Exercise aim -
When you reach the line containing "runningcode: ok! we" in the data below, begin returning lines exactly as written, and stop once the line containing "to print out" has been returned.

Material supplied -
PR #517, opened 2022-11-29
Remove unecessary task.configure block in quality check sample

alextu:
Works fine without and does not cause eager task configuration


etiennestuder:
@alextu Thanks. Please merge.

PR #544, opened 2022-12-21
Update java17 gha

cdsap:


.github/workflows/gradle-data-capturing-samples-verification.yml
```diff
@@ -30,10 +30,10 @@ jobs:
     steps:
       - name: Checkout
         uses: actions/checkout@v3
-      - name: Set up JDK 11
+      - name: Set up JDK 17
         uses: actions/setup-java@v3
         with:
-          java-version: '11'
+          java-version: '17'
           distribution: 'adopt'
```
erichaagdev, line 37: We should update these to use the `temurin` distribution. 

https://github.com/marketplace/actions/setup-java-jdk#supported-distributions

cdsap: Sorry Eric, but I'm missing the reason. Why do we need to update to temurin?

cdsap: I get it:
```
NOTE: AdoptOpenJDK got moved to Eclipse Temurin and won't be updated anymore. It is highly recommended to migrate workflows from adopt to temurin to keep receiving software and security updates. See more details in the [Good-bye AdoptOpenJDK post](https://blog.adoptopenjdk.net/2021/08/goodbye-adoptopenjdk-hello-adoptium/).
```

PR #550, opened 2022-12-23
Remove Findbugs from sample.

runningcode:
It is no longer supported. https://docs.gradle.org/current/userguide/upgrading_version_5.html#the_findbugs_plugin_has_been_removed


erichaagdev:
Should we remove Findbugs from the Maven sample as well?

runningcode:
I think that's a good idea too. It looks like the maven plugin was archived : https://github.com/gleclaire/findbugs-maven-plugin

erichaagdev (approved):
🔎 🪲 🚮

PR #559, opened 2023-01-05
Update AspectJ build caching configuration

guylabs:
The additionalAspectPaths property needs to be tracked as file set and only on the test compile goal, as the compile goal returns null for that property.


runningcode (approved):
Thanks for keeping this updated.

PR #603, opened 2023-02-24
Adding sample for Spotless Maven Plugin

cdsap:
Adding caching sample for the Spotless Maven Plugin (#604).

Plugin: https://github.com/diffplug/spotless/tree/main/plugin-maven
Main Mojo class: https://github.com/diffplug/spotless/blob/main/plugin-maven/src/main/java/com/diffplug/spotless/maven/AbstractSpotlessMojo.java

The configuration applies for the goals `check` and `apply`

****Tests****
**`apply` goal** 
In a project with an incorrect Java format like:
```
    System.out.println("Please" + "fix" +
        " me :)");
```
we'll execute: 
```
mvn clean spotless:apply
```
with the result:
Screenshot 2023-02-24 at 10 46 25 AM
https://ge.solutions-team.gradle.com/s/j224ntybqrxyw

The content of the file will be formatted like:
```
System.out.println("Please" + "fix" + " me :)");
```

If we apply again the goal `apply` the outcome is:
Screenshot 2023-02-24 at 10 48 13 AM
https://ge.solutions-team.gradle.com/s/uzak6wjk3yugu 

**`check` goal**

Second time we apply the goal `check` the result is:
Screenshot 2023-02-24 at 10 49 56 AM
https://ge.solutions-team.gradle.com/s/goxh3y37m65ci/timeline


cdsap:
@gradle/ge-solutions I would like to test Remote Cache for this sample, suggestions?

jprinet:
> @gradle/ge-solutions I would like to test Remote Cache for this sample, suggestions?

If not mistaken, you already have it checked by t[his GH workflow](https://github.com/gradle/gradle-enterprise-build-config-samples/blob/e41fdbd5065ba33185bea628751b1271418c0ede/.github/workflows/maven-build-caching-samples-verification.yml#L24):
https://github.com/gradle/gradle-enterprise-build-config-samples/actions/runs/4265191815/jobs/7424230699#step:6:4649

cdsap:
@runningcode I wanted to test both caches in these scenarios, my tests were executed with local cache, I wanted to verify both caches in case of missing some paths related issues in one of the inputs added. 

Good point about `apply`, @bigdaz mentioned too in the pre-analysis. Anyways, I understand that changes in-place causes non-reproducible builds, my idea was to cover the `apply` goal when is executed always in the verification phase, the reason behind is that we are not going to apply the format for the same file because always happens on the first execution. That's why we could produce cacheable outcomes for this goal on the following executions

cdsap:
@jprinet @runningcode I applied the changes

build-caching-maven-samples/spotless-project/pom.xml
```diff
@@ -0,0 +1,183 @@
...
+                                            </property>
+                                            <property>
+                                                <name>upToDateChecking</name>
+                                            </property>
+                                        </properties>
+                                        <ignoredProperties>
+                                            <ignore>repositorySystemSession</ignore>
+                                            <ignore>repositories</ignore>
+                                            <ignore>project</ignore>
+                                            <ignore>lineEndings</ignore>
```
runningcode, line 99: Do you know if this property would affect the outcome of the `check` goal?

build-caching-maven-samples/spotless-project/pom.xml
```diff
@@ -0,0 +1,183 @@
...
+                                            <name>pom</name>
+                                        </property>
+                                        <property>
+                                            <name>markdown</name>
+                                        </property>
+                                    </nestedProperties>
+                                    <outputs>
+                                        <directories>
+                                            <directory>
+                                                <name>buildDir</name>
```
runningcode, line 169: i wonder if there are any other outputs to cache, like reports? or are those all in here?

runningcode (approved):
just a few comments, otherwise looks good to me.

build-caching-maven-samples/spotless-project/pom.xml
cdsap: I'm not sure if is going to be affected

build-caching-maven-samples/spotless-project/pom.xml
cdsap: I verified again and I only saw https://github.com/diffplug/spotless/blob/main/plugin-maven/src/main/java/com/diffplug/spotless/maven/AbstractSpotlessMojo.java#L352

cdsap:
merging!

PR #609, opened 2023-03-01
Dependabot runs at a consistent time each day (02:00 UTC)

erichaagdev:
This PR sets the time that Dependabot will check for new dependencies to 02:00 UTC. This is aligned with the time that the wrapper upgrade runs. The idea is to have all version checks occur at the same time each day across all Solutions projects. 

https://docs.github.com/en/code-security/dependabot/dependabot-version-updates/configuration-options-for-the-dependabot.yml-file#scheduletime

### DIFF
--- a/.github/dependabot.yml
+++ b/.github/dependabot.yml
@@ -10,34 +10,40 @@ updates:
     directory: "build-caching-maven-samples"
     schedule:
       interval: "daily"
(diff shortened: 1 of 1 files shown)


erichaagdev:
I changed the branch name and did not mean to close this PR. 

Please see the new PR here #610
==
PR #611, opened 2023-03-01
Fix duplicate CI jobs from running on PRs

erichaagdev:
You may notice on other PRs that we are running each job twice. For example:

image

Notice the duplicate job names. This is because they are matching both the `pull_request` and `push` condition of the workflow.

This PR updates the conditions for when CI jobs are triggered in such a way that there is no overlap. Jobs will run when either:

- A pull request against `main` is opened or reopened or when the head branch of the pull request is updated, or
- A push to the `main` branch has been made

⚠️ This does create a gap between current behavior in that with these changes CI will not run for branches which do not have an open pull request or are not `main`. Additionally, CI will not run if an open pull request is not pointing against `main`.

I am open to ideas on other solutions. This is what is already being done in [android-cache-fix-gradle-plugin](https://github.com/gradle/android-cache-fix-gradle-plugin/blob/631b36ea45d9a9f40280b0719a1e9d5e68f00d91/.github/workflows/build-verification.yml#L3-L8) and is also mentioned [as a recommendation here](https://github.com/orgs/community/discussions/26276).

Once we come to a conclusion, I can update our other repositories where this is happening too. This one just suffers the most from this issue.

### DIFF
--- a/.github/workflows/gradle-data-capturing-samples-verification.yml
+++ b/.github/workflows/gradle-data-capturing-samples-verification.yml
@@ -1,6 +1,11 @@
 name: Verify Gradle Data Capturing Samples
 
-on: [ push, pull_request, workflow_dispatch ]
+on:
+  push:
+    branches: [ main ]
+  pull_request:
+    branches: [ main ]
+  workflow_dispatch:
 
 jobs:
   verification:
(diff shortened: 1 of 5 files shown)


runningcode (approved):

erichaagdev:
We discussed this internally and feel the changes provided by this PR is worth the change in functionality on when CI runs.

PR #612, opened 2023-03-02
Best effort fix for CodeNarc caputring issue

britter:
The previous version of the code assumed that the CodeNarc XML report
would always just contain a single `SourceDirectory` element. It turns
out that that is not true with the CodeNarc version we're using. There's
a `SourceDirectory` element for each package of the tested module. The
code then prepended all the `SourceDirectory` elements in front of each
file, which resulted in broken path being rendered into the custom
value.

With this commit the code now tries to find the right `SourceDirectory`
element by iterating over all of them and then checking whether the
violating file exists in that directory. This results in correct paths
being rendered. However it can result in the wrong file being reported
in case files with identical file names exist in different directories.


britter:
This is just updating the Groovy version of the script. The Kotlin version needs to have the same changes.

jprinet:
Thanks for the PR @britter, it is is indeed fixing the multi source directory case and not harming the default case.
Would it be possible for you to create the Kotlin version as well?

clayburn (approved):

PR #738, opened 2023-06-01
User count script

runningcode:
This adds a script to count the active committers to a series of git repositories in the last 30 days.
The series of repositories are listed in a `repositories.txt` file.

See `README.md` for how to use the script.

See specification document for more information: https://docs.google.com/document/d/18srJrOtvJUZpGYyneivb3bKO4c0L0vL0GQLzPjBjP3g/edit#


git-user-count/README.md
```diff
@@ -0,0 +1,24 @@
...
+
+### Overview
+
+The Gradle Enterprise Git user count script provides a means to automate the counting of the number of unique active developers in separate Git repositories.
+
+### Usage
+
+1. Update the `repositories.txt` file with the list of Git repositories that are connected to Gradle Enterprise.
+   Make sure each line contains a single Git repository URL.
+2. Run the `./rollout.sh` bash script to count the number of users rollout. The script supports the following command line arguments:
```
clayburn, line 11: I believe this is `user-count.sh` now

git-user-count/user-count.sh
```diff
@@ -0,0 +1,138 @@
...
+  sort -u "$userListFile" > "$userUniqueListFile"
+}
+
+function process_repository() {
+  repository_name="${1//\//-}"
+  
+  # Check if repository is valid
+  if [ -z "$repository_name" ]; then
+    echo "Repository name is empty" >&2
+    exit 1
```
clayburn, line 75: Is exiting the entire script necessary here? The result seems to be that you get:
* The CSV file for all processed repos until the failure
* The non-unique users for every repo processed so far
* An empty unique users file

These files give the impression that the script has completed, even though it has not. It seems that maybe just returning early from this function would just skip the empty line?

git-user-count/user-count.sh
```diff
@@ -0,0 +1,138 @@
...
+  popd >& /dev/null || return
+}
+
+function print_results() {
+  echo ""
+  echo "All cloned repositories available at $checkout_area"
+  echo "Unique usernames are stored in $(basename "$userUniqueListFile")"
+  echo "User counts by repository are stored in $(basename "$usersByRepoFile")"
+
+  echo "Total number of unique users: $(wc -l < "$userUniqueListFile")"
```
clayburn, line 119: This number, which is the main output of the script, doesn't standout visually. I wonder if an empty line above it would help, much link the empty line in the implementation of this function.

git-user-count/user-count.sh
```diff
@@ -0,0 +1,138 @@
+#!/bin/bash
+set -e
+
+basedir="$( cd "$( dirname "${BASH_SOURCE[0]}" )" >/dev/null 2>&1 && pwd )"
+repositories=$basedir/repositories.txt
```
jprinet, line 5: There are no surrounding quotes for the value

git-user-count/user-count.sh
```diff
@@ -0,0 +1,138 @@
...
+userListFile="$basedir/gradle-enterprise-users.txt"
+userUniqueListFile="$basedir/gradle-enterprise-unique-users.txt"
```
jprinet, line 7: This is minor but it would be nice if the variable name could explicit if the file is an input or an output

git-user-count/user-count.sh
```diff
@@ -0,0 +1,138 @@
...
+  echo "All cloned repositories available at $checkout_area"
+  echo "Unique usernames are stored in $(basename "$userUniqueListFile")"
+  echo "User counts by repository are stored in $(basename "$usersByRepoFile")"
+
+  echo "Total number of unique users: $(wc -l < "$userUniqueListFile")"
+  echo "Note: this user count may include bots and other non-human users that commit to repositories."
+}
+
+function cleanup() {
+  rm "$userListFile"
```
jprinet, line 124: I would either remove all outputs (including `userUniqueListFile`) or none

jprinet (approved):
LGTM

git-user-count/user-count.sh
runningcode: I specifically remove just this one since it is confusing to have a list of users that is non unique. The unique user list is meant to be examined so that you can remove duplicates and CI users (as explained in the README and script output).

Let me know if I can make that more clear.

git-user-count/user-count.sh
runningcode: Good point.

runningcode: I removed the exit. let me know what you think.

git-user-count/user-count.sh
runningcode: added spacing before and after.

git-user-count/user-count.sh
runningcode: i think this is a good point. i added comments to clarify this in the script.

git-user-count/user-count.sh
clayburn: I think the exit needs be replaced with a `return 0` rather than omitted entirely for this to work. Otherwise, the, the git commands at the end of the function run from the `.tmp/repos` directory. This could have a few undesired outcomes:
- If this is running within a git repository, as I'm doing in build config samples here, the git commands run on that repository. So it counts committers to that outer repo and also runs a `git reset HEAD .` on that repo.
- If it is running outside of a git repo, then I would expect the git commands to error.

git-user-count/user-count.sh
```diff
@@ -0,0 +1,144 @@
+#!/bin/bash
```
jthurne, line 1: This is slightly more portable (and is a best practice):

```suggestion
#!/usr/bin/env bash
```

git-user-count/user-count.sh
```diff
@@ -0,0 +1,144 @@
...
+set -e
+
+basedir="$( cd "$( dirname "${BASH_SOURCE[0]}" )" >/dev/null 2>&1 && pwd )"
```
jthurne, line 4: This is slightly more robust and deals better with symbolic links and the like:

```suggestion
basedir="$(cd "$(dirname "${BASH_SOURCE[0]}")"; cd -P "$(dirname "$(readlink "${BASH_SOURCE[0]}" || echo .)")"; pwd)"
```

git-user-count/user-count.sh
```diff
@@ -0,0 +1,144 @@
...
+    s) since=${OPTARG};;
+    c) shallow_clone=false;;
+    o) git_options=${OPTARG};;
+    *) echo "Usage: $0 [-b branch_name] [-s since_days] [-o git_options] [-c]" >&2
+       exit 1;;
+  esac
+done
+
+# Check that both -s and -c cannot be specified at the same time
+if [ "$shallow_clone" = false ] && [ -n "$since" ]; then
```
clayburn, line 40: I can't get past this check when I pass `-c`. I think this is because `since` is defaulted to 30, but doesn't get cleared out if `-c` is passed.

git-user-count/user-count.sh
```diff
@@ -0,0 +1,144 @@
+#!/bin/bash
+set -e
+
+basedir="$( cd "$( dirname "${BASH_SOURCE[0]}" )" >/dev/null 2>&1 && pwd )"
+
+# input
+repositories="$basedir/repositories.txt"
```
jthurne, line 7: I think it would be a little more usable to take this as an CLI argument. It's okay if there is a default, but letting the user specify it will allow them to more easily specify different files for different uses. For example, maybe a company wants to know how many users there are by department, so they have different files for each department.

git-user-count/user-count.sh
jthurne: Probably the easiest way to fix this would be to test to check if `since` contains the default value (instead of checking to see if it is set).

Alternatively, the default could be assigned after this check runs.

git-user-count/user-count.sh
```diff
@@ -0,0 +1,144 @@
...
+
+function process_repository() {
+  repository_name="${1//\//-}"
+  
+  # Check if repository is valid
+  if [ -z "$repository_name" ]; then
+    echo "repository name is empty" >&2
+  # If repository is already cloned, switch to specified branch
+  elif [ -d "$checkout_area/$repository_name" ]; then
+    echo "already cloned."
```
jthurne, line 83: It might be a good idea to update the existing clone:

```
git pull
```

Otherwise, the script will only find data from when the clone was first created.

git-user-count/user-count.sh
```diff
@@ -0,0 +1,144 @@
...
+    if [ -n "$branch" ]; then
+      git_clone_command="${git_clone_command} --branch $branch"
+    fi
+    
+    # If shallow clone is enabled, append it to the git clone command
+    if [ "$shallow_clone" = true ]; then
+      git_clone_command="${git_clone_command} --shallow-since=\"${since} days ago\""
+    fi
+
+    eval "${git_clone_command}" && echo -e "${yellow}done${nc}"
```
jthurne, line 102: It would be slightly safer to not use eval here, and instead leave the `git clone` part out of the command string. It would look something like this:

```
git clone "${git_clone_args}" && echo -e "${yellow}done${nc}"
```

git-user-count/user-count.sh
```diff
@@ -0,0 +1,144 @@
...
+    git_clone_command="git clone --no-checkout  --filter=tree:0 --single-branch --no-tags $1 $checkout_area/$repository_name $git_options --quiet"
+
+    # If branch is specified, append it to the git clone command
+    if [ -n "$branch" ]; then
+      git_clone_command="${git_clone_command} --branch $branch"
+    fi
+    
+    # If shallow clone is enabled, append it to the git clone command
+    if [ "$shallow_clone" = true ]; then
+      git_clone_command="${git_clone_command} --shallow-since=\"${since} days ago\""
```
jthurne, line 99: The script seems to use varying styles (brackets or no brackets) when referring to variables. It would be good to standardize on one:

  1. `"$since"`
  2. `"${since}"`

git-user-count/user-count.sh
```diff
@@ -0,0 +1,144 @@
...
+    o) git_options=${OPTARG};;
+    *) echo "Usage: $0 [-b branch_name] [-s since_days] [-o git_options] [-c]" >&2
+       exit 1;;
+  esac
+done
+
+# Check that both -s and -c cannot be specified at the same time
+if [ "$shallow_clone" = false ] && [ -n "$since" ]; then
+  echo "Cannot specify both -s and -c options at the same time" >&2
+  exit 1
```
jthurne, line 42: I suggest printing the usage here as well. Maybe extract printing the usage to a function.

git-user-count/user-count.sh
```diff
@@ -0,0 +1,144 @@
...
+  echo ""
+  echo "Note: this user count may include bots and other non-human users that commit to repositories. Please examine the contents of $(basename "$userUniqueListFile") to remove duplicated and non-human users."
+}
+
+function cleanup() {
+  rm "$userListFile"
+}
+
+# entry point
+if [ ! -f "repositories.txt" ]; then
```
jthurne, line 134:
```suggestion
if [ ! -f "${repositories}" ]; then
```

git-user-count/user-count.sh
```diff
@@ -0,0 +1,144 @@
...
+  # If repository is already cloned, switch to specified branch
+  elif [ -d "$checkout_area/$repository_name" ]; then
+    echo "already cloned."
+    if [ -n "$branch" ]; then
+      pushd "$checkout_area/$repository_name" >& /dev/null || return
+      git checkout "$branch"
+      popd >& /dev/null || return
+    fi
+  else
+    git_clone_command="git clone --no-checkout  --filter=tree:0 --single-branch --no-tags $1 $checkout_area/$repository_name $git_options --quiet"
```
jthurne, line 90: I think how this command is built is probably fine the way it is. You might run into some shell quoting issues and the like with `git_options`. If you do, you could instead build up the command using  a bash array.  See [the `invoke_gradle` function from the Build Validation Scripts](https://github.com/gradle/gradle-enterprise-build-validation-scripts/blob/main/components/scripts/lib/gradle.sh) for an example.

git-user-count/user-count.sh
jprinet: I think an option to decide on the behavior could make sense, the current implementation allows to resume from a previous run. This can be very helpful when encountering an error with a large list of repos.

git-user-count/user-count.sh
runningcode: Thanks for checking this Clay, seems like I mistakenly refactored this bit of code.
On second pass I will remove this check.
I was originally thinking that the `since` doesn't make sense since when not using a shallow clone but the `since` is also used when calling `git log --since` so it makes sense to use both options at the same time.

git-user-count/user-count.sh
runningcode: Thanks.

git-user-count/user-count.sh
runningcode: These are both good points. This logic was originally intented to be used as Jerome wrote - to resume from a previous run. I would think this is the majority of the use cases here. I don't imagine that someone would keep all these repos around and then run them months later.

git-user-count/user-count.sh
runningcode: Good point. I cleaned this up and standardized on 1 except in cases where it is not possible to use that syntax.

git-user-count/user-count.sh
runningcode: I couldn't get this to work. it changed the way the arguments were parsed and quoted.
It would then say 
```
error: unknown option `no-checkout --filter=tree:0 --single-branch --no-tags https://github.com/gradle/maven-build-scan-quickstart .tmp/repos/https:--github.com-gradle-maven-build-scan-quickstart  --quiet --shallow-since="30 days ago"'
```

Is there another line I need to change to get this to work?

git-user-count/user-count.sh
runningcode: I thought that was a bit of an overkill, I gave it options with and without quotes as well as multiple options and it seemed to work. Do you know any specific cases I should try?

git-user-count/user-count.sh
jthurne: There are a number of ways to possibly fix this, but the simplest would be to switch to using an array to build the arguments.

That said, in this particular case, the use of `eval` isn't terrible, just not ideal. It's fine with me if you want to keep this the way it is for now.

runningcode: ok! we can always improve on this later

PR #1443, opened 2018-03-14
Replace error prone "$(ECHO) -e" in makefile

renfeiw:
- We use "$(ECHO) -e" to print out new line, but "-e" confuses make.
--
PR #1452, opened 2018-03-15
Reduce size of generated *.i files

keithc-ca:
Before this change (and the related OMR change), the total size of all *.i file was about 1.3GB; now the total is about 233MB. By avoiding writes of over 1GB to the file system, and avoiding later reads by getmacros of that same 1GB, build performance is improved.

Response area -
runningcode: ok! we can always improve on this later

PR #1443, opened 2018-03-14
Replace error prone "$(ECHO) -e" in makefile

renfeiw:
- We use "$(ECHO) -e" to print out new line, but "-e" confuses make.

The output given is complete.